Claude Carrey, Rubrique « Courrier » de Politis, N° 779, 11 décembre 2003.

Alors, comme ça, c’est « stalinien » de balancer des tomates sur les prétendus socialistes quand ils viennent jouer les souteneurs d’un « autre monde possible » ? Ça gâcherait les chances de rassemblement pour « mettre en échec les politiques libérales » ? Ceux qui ont déjà entendu la chanson en 1981 apprécieront. Ceux qui, après avoir « laissé du temps » aux démagogues qui leur avaient promis de « changer la vie » se sont vus couillonnés et maltraités à un point qu’ils n’avaient pu imaginer, trouveront sans doute amusant de réentendre sur un autre air les arguments qui, alors, les avaient rendus conciliants. Et, peut être, cela marchera t’il de nouveau avec quelques jeunes en maternelle de critique sociale auxquels ces truands rejouent du luth de classe.

Moi, je ne suis pas étonné que quelques uns des floués d’hier aient de la mémoire et considèrent comme des ennemis ceux qui se sont comportés comme tels. Je ne suis pas étonné que les grugés, les licenciés, les expulsés, les insultés, les matraqués d’hier ressentent quelque colère contre la « gôche » qui leur a fait ça et qu’ils expriment cette colère contre la plus emblématique de ses composantes quand elle vient, comme si elle était vierge de toute saloperie, tenter de les arnaquer une nouvelle fois. Je trouve même cette colère assez peu méchante en fait, si on la mesure à l’aulne des misères et des douleurs que ceux qui la suscitent ont causées.

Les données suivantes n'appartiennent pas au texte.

PR #6861, opened 2026-06-15
fix(scim): add ServiceProviderConfig endpoint per RFC 7644 §5

jaydeep-pipaliya:
## Context

Fixes another defect from #6552 — `GET /api/v1/scim/ServiceProviderConfig` returns 404.

RFC 7644 §5 makes this endpoint mandatory. SCIM clients hit it to find out what the server supports (patch, bulk, filter, etag, etc.). Without it, Authentik and other clients can't figure out what operations to use and fall back to assumptions that don't match Infisical's actual surface.

Added a small static handler that returns the config. Values match what Infisical actually supports today: patch yes, filter yes, bulk/changePassword/sort/etag no, bearer token auth.

## Type

- [x] Fix

## Steps to verify the change

```
curl -H "Authorization: Bearer <scim_token>" \
  https://<host>/api/v1/scim/ServiceProviderConfig
```

Before: 404. After: 200 with the config JSON.

## Checklist

- [x] Tested locally

### DIFF
--- a/backend/src/ee/routes/v1/scim-router.ts
+++ b/backend/src/ee/routes/v1/scim-router.ts
@@ -45,7 +45,49 @@ const ScimGroupSchema = z.object({
   })
 });
 
+// SCIM /ServiceProviderConfig response per RFC 7644 §5. Describes which SCIM
+// capabilities Infisical's implementation supports so clients (Authentik etc.)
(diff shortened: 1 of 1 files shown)


jaydeep-pipaliya:
Closing - ServiceProviderConfig endpoint was added in #6885 which has since been merged. This PR is superseded.

PR #6862, opened 2026-06-15
fix(signup): read user row from primary to avoid stale replica after deletion

### LINKED ISSUE #6034: Bug: Account data persists after deletion and re-registration with same email
### Describe the bug
After deleting an account and signing up again with the same email, the previous account information is still retained.

Because of this, the user is unable to recover the password, and deleting/re-registering does not solve the issue.

### To Reproduce
1. Sign up with an email account
2. Delete the account
3. Sign up again with the same email
4. Try to log in or use the password recovery feature
5. See that the previous account data is still retained and the issue is not resolved

### Expected behavior
If an account is deleted, signing up again with the same email should create a completely new account.

The user should also be able to recover the password or access the account normally after re-registering.

### Screenshots
N/A

- Web

### Additional context
There is currently no workaround for the user.

Even after deleting the account and registering again with the same email, the issue still remains.

It would help if:
- account deletion fully removed all related account data, or
- an admin password reset feature was provided

jaydeep-pipaliya:
## Context

Fixes #6034 — after a user deletes their account and immediately signs up again with the same email, they get the "account already exists" email instead of the OTP, and password recovery doesn't work either.

The cause is replica lag. `beginEmailSignupProcess` calls `userDAL.findOne` without a tx, so it goes to the read replica. The delete happened on the primary, but the replica might still have the old row with `isAccepted=true`. The flow sees it and bails into the "existing account" branch.

Fix is small: wrap the lookup in `userDAL.transaction` so it hits the primary. Single-statement Postgres transactions don't cost more than a normal query, so the signup hot path is unchanged.

## Type

- [x] Fix

## Steps to verify the change

1. Sign up with email A and complete the flow.
2. Delete the account from Personal Settings.
3. Immediately sign up again with the same email A.
4. Before: "account already exists" email arrives, no OTP, password recovery fails.
5. After: fresh OTP arrives as expected.

## Checklist

- [x] Tested locally

### DIFF
--- a/backend/src/services/auth/auth-signup-service.ts
+++ b/backend/src/services/auth/auth-signup-service.ts
@@ -125,23 +125,33 @@ export const authSignupServiceFactory = ({
     await tokenService.validateEmailSignupToken(sanitizedEmail, code);
 
     // Only create (or recover) the user after the OTP has been verified.
-    let user = await userDAL.findOne({ username: sanitizedEmail });
-    if (!user) {
-      user = await userDAL.create({
-        authMethods: [AuthMethod.EMAIL],
-        username: sanitizedEmail,
-        email: sanitizedEmail,
-        isGhost: false,
-        isEmailVerified: true
-      });
-    } else if (!user.isAccepted) {
-      // Migration path: pre-user created by the old flow before this refactor.
-      await userDAL.updateById(user.id, { isEmailVerified: true });
-      user = { ...user, isEmailVerified: true };
-    } else {
+    // Run the lookup + create/update inside a transaction so the read hits
+    // the primary. If replication still hasn't caught up with the delete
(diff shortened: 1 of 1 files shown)


jaydeep-pipaliya:
Good catch by Greptile — the same unguarded `findOne` exists in `verifyEmailSignup` at line 128 and has the exact same replica-lag exposure. Even though the OTP step happens seconds after the begin step (so the replica has more time to catch up), under load that lag can spike to multiple seconds and the user would hit "Invalid or expired verification request" right after a valid OTP.

Pushed a follow-up that wraps the lookup + create/update in `verifyEmailSignup` inside the same `userDAL.transaction` pattern. Bonus: doing the create/update inside the same tx makes the lookup-then-write atomic, which is the right shape for this branch anyway.

PR #6874, opened 2026-06-15
feat: add FQDN support to PKI Syncs schemas

carlosmonastyrski:
## Context

This PR makes certificate sync naming far more flexible. Until now, when you set up a certificate sync to a destination like NetScaler, Azure, AWS, Chef, Cloudflare, or F5, you could only name the synced certificates using the certificate's internal ID. This update lets you build those names from meaningful certificate details instead, you can now use the certificate's common name, its profile, and the application it belongs to, in any combination with your own text. The names are automatically cleaned up to fit each destination's rules (for example, dots in a domain name are adjusted where a destination doesn't allow them), and any name that wouldn't be accepted by a destination is caught upfront when you save the sync rather than failing silently later.

## Type

- [ ] Fix
- [ ] Feature
- [ ] Improvement
- [ ] Breaking
- [ ] Docs
- [ ] Chore

## Checklist

- [ ] Tested locally

### DIFF
--- a/backend/src/services/pki-sync/aws-secrets-manager/aws-secrets-manager-pki-sync-fns.ts
+++ b/backend/src/services/pki-sync/aws-secrets-manager/aws-secrets-manager-pki-sync-fns.ts
@@ -20,6 +20,11 @@ import { TCertificateDALFactory } from "@app/services/certificate/certificate-da
 import { TCertificateSyncDALFactory } from "@app/services/certificate-sync/certificate-sync-dal";
 import { CertificateSyncStatus } from "@app/services/certificate-sync/certificate-sync-enums";
 import { createConnectionQueue, RateLimitConfig } from "@app/services/connection-queue";
+import {
+  certificateNameSchemaHasFreeTextPlaceholder,
+  sanitizeCertificateNameValue
+} from "@app/services/pki-sync/pki-sync-certificate-name-fns";
+import { PkiSync } from "@app/services/pki-sync/pki-sync-enums";
 import { matchesCertificateNameSchema } from "@app/services/pki-sync/pki-sync-fns";
 import { TCertificateMap, TPkiSyncWithCredentials } from "@app/services/pki-sync/pki-sync-types";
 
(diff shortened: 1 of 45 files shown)


frontend/src/components/pki-syncs/forms/PkiSyncOptionsFields/PkiSyncOptionsFields.tsx
saifsmailbox98: this field is optional but you can't clear it as it snaps back to the original value

frontend/src/components/pki-syncs/forms/PkiSyncOptionsFields/PkiSyncOptionsFields.tsx
```diff
@@ -434,7 +434,23 @@ export const PkiSyncOptionsFields = ({ destination }: Props) => {
...
+                    </li>
+                    <li>
+                      <code>{"{{applicationId}}"}</code> - The ID of the application the sync
+                      belongs to
+                    </li>
                   </ul>
+                  <span className="mt-1 text-xs text-bunker-300">
+                    The schema must include <code>{"{{certificateId}}"}</code> to guarantee a unique
+                    name per certificate. Characters not allowed by the destination (e.g. dots in a
+                    common name for Azure Key Vault) are automatically replaced with hyphens.
```
saifsmailbox98: mentioning azure key vault could confuse users setting up some other sync, maybe we can make it either dynamic or remove it

frontend/src/components/pki-syncs/forms/PkiSyncOptionsFields/PkiSyncOptionsFields.tsx
saifsmailbox98, line 463: most users won't need to be told the forbidden characters, instead of showing it upfront, can we just rely on validation errors?

frontend/src/components/pki-syncs/forms/PkiSyncOptionsFields/PkiSyncOptionsFields.tsx
```diff
@@ -434,7 +434,23 @@ export const PkiSyncOptionsFields = ({ destination }: Props) => {
...
+                      <code>{"{{profileId}}"}</code> - The certificate profile ID (falls back to the
+                      certificate ID when none is set)
+                    </li>
+                    <li>
+                      <code>{"{{applicationId}}"}</code> - The ID of the application the sync
+                      belongs to
+                    </li>
                   </ul>
+                  <span className="mt-1 text-xs text-bunker-300">
+                    The schema must include <code>{"{{certificateId}}"}</code> to guarantee a unique
```
saifsmailbox98: this is a bit confusing - it says characters are "not allowed" but also "automatically replaced", so it's unclear what actually happens. maybe something like "your template can only use letters, numbers, dashes, underscores, and slashes. when placeholders resolve, unsupported characters are replaced with hyphens" could be clearer

saifsmailbox98 (changes requested):

frontend/src/components/pki-syncs/forms/PkiSyncOptionsFields/PkiSyncOptionsFields.tsx
carlosmonastyrski: Changing it to a more generic version 👍

backend/src/services/pki-sync/aws-secrets-manager/aws-secrets-manager-pki-sync-fns.ts
```diff
@@ -20,6 +20,11 @@ import { TCertificateDALFactory } from "@app/services/certificate/certificate-da
 import { TCertificateSyncDALFactory } from "@app/services/certificate-sync/certificate-sync-dal";
```
saifsmailbox98, line 19: Ignore comment placement


tested aws secrets manager with schema `{{commonName}}-{{certificateId}}` and CN `hello2.com` - the secret name came out as `hello2-com-1dea1094-b726-45ea-98c3-30b0e75ab2c2`, the dashes aren't being stripped



Image

saifsmailbox98 (changes requested):

saifsmailbox98 (approved):

PR #6885, opened 2026-06-16
fix: added serviceconfig scim endpoint, resovled duplicate user error

akhilmhdh:
## Context

This resolves ENG-5114 in which users reported following things
1. Requirement for the ServiceProviderConfig
2. Duplicate user listing with duplicate saml alias or oidc alias. This. is done by filtering user org configured alias method and also by selected latest  alias of the user.
3. Resolved optional field as schemas

## Steps to verify the change

1. Added test to replicate the scenerio. It should pass
2. Configure saml/oidc and then scim. Then just duplicate the user aliases and this should avoid. This can be duplicate due to external id changing etc. 
3. The scim should continue working. 

## Type

- [ ] Fix
- [ ] Feature
- [ ] Improvement
- [ ] Breaking
- [ ] Docs
- [ ] Chore

## Checklist

- [ ] Tested locally

### DIFF
--- a/backend/e2e-test/routes/v1/scim.spec.ts
+++ b/backend/e2e-test/routes/v1/scim.spec.ts
@@ -1,0 +1,425 @@
+/* eslint-disable no-await-in-loop */
+import crypto from "node:crypto";
+
+import jwt from "jsonwebtoken";
+import { Knex } from "knex";
+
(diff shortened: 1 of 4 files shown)


scott-ray-wilson (approved):
Looks good but I'm curious, this only mitigates the issue on read; shouldn't we also prevent the duplication from occurring in the first place?

PR #7550, opened 2026-08-05
fix: enforce domain component order in certificate policies

carlosmonastyrski:
## Context

Domain components form an ordered chain in a distinguished name, so `DC=corp,DC=example,DC=com` and the same labels in any other order name different entities, but a certificate policy matched each DC label independently and accepted either. A `domain_component` rule now holds ordered sequences (`allowed: [["corp","example","com"]]`) and is enforced position by position, with per-component wildcards, and a rule may list several acceptable sequences.

## Type

- [ ] Fix
- [ ] Feature
- [ ] Improvement
- [ ] Breaking
- [ ] Docs
- [ ] Chore

## Checklist

- [ ] Tested locally


backend/e2e-test/routes/v1/certificate-policy-domain-components.spec.ts
```diff
@@ -0,0 +1,191 @@
...
+};
+
+const createPolicy = async (name: string, subject: TSubjectRule[]) =>
+  testServer.inject({
+    method: "POST",
+    url: "/api/v1/cert-manager/certificate-policies",
+    headers: { authorization: `Bearer ${jwtAuthToken}` },
+    body: { projectId, name, subject }
+  });
+
```
sheensantoscapadngan, line 37: IGNORE PLACEMENT

perhaps we open the value field with an empty value like the following instead of `*` so that the placeholder guide is displayed? otherwise, user would feel lost initially until after they clear up the field 

Image

backend/e2e-test/routes/v1/certificate-policy-domain-components.spec.ts
```diff
@@ -0,0 +1,191 @@
...
+const getPolicy = async (policyId: string) =>
+  testServer.inject({
+    method: "GET",
+    url: `/api/v1/cert-manager/certificate-policies/${policyId}?projectId=${projectId}`,
+    headers: { authorization: `Bearer ${jwtAuthToken}` }
+  });
+
+const subjectOf = (payload: string) =>
+  (JSON.parse(payload) as { certificatePolicy: { subject: TSubjectRule[] } }).certificatePolicy.subject;
+
```
sheensantoscapadngan, line 47: IGNORE PLACEMENT

Image

I think it makes a lot more sense to have it as just one row instead of two rows for each field, like what we have right now in production... perhaps we can get Scott's thoughts on how to make that work with the current layout? it's confusing that the actual value is below...

backend/e2e-test/routes/v1/certificate-policy-domain-components.spec.ts
```diff
@@ -0,0 +1,191 @@
...
+const domainComponentRule = (subject: TSubjectRule[]) => subject.find((rule) => rule.type === "domain_component");
+
+describe("Certificate policy domain component rules", async () => {
+  const createdPolicyIds: string[] = [];
+
+  beforeAll(async () => {
+    projectId = await createProject();
+  });
+
```
sheensantoscapadngan, line 56: IGNORE PLACEMENT

outside the scope of this PR but perhaps we can include it if its minor... but maybe we don't allow the user to click Continue if the signature algorithm and key algorithm here aren't selected, or if all the required fields aren't filled up. It was a bit odd that I was only able to find out that something was wrong with the form at the very last step. 

Image

backend/e2e-test/routes/v1/certificate-policy-domain-components.spec.ts
```diff
@@ -0,0 +1,191 @@
...
+        headers: { authorization: `Bearer ${jwtAuthToken}` }
+      });
+    }
+
+    await testServer.inject({
+      method: "DELETE",
+      url: `/api/v1/projects/${projectId}`,
+      headers: { authorization: `Bearer ${jwtAuthToken}` }
+    });
+  });
```
sheensantoscapadngan, line 72: IGNORE PLACEMENT

also outside the scope of this PR but i'm not seeing any highlighted fields? 
Image

backend/e2e-test/routes/v1/certificate-policy-domain-components.spec.ts
```diff
@@ -0,0 +1,191 @@
...
+
+  const trackPolicy = (payload: string) => {
+    const { certificatePolicy } = JSON.parse(payload) as { certificatePolicy: { id: string } };
+    createdPolicyIds.push(certificatePolicy.id);
+    return certificatePolicy.id;
+  };
+
```
sheensantoscapadngan, line 79: IGNORE PLACEMENT

hmmm "template policy" terminology seems off 
Image

sheensantoscapadngan (approved):

PR #7554, opened 2026-08-05
feat(secrets): redesign move destination picker

andrewhuhh:
## Context

The move dialog made source and destination locations hard to compare, nested folders appeared as flat paths, and creating a destination required leaving the workflow first.

This change redesigns the shared move destination picker on current `main`:

- replaces the legacy creatable select with the v3 `Combobox`;
- uses fixed stacked source and destination location rows separated by a **Move to** divider aligned near the first fifth;
- uses consistent absolute paths in the fields, keeps project root permanently available, labels it with the project name in the picker, and still submits `/`;
- gives existing nested folders tree guides plus ancestor context during search;
- accepts typed single-level or nested paths, clears stale selections when the typed path changes, and creates only the missing segments in each applicable environment;
- keeps overwrite controls with the actions while preserving direct-parent permission checks, incomplete multi-environment handling, cyclic-move prevention, query invalidation, and secret-rotation moves.

Related ticket: [SECRETS-496](https://linear.app/infisical/issue/SECRETS-496/add-a-way-to-create-new-folder-in-the-move-secrets-dialog)

## Screenshots

The move dialog presents source and destination as fixed stacked rows separated by a **Move to** divider aligned near the first fifth:

Move dialog with fixed stacked location rows

The same row structure remains intact on narrower viewports:

Move dialog with fixed stacked rows at a narrow viewport

## Steps to verify the change

1. Open a Secrets Management project overview, select secrets or a folder, and open the move dialog.
2. Confirm the top row shows the current environment and absolute folder path while the bottom row provides the destination environment and folder controls.
3. Resize the viewport and confirm the rows remain stacked with the **Move to** divider aligned near the first fifth and no Source/Destination headings or directional arrow.
4. Open the destination picker and confirm project root remains visible while searching and is labeled with the project name.
5. Search for an existing nested destination and confirm its indentation, tree guides, and ancestor path are visible; select it and confirm the field renders the absolute path. Then type a different path and confirm the prior selection clears and Move becomes disabled.
6. Type a unique nested path such as `apps/new service`; confirm it normalizes to `apps/new-service` and appears as a **New Folder** option.
7. Create it and confirm all missing path segments are created only in the applicable environments, then selected without moving resources until the explicit move action.
8. With a path that exists in only some applicable environments, confirm creation fills only the missing environments before selection.
9. Try a destination inside a selected folder and confirm creation is disabled with the cyclic-move reason. Verify a user lacking create permission sees the affected environment named instead.
10. Exercise single- and multi-environment moves, including overwrite confirmation and a rotation-only selection.
11. Run `cd frontend && npm run lint && npm run type:check`.

## Type

- [ ] Fix
- [x] Feature
- [ ] Improvement
- [ ] Breaking
- [ ] Docs
- [ ] Chore

## Checklist

- [x] Tested locally


andrewhuhh:
@greptile review

PR #7592, opened 2026-08-07
feat: allow to edit cert details on manual renewals

carlosmonastyrski:
## Context

Manual certificate renewal now lets you change the certificate at the same time. Previously renewing a certificate produced an identical copy with a new key, so if a service had picked up an extra hostname or needed a longer validity, you had to issue a brand new certificate and wire it up from scratch. Now the renewal wizard opens with everything prefilled from the current certificate and you change only what should differ: the names it covers, its subject details, how long it lasts, or its key usages. You also choose how the key pair is handled, which is the part that matters most in practice: you can keep the existing key so anything pinned to it keeps working, generate a fresh one, or supply your own signing request. Anything you do not touch carries over untouched, including metadata and any destinations the certificate is being synced to, and the certificate profile's policy still validates the result, so a renewal can never produce something the profile would have rejected in the first place.

## Type

- [ ] Fix
- [ ] Feature
- [ ] Improvement
- [ ] Breaking
- [ ] Docs
- [ ] Chore

## Checklist

- [ ] Tested locally


backend/src/services/certificate-v3/certificate-v3-service.ts
```diff
@@ -2444,926 +2032,89 @@ export const certificateV3ServiceFactory = ({
...
-          basicConstraints: { isCA: true, pathLength: originalCert.pathLength ?? undefined }
+    if (metadata && projectPermission) {
+      ForbiddenError.from(projectPermission).throwUnlessCan(
+        ProjectPermissionCertificateActions.Edit,
+        subject(ProjectPermissionSub.Certificates, {
+          commonName: certificate.commonName,
+          altNames: certificate.altNames?.split(",").map((s) => s.trim()),
+          serialNumber: certificate.serialNumber,
+          metadata
         })
```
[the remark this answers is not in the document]
carlosmonastyrski: Not quite: `assertCanEditCertificate` already authorizes against the certificate's **persisted** metadata, which it reads from `resourceMetadataDAL`. The check at 2061–2066 is an *additional* gate on the replacement metadata, so the caller has to satisfy both the current and the resulting state. Removing it would be the actual bug.

frontend/src/pages/cert-manager/CertificatesPage/components/CertificateRenewalModal.tsx
```diff
@@ -15,66 +155,419 @@ type Props = {
...
+  const stepKeys = useMemo<RenewalStepKey[]>(() => {
+    if (keySource === CertificateRenewalKeySource.Csr) return ["setup", "csr"];
+    const keys: RenewalStepKey[] = ["setup"];
+    if (constraints.shouldShowSubjectSection || constraints.shouldShowSanSection)
+      keys.push("subject");
+    keys.push("options");
+    return keys;
+  }, [keySource, constraints.shouldShowSubjectSection, constraints.shouldShowSanSection]);
+
+  const { step, setStep, currentStepKey, goBack, goNext, onFormInvalid } = useWizardSteps({
```
saifsmailbox98, line 360: ignore comment placement

if you add a SAN row and leave it blank, you can move to the next step, but it gives this error: fix the highlighted fields, but nothing is highlighted.

can we validate each step?

backend/src/services/certificate/certificate-dal.ts
```diff
@@ -753,21 +785,27 @@ export const certificateDALFactory = (db: TDbClient) => {
...
       if (result.caId) {
         caType = internalCaId ? "internal" : "external";
       }
 
-      return { ...rest, caType } as TCertificateWithRequestDetails;
+      return {
+        ...rest,
+        caType,
+        hasPrivateKey: Boolean(privateKeyRef),
+        keyUsages: normalizeKeyUsagesForResponse(rest.keyUsages),
```
saifsmailbox98: doesn't this change what the API returns?

also check how they are being rendered now on the cert details page

backend/src/server/routes/v1/certificate-router.ts
saifsmailbox98, line 1188: should we log what actually changed here?

saifsmailbox98 (approved):

PR #7594, opened 2026-08-07
fix(ui): correct tooltip behavior in select menus

andrewhuhh:
## Context

The policy-detail tooltip in the Add Machine Identity sheet could render behind the open Additional Privileges select menu. The shared React Select portal used an effectively unbounded `z-index: 99999`, which placed it above the v3 tooltip overlay.

This change:

- moves the shared v3 React Select menu portal to overlay tier `60`, above sheets and dialogs but below tooltips
- enforces non-hit-testable tooltip content inside modal layers so Radix cannot override it with inline pointer-event behavior
- adds a Storybook composition with an open select menu and tooltip to document the expected overlay order

This affects shared v3 React Select menus and tooltips without changing selection behavior, data, permissions, or APIs.

[PLATFOR-641](https://linear.app/infisical/issue/PLATFOR-641/tooltip-opens-behind-dropdown)

## Screenshots

No shareable visual artifact is attached yet. Outstanding capture:

- **State:** Add Machine Identity sheet with the Additional Privileges menu open and a policy info tooltip visible above the menu.
- **Prerequisites:** A Secret Management project and permission to open Project Access Control.
- **Navigation:** Project Access Control → Machine Identities → Add Machine Identity to Project.
- **Interaction:** Open Additional Privileges and hover a policy row's info icon.
- **Expected result:** The tooltip renders above the select menu and remains non-hit-testable.

## Steps to verify the change

1. Open a Secret Management project's Project Access Control page.
2. Select **Machine Identities** and open **Add Machine Identity to Project**.
3. Open the **Additional Privileges** select.
4. Hover each policy row's info icon from multiple directions.
5. Confirm the tooltip renders above the select menu and does not prevent interaction with the menu.
6. Run `make reviewable-ui`.

## Type

- [x] Fix
- [ ] Feature
- [ ] Improvement
- [ ] Breaking
- [ ] Docs
- [ ] Chore

## Checklist

- [x] Tested locally

### DIFF
--- a/frontend/src/components/v3/generic/ReactSelect/FilterableSelect.stories.tsx
+++ b/frontend/src/components/v3/generic/ReactSelect/FilterableSelect.stories.tsx
@@ -1,11 +1,15 @@
 import { useState } from "react";
+import { components, OptionProps } from "react-select";
 import type { Meta, StoryObj } from "@storybook/react-vite";
+import { InfoIcon } from "lucide-react";
 
 import { Field, FieldDescription, FieldError, FieldLabel } from "../Field";
+import { Tooltip, TooltipContent, TooltipTrigger } from "../Tooltip";
 import { FilterableSelect } from "./FilterableSelect";
 
 type Option = { label: string; value: string };
 type RegionOption = Option & { region: string };
+type PolicyOption = Option & { description: string };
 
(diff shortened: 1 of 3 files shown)


scott-ray-wilson (approved):
LGTM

Et je ne vois rien là qui menace la possibilité de mettre en œuvre une politique de rupture avec la domination capitaliste. Je crois au contraire que la mise en œuvre d’une telle politique de rupture requiert l’exercice d’une certaine lucidité sur ceux qui prétendent y contribuer pour mieux la saboter de l’intérieur une fois de plus. Le « mouvement ouvrier » auquel tu te réfères, Carrey, a précisément été défait par les diverses cinquièmes colonnes de ses prétendus « représentants », principalement stalinauds et « socialistes ». Il ne me semble pas utile que le mouvement social qui recommence à vouloir changer le monde fasse preuve de la même mansuétude à l’égard de ses nouveaux fossoyeurs potentiels (dont les prétendus socialistes ne sont que les plus évidents).Et s’il se trouve des gens encore assez niais pour se croire « honnêtement à gauche » en militant au PS, il vaudrait mieux qu’ils s’habituent à aimer les tomates.*

Gédicus, 13 décembre 2003.

Cette lettre a été adressée à Politis qui ne l’a pas publiée.

*On a vu depuis combien le retour des socialistes au pouvoir a effectivement permis de « mettre en échec les politiques libérales » ! Et il y a toujours assez peu de tomates qui volent.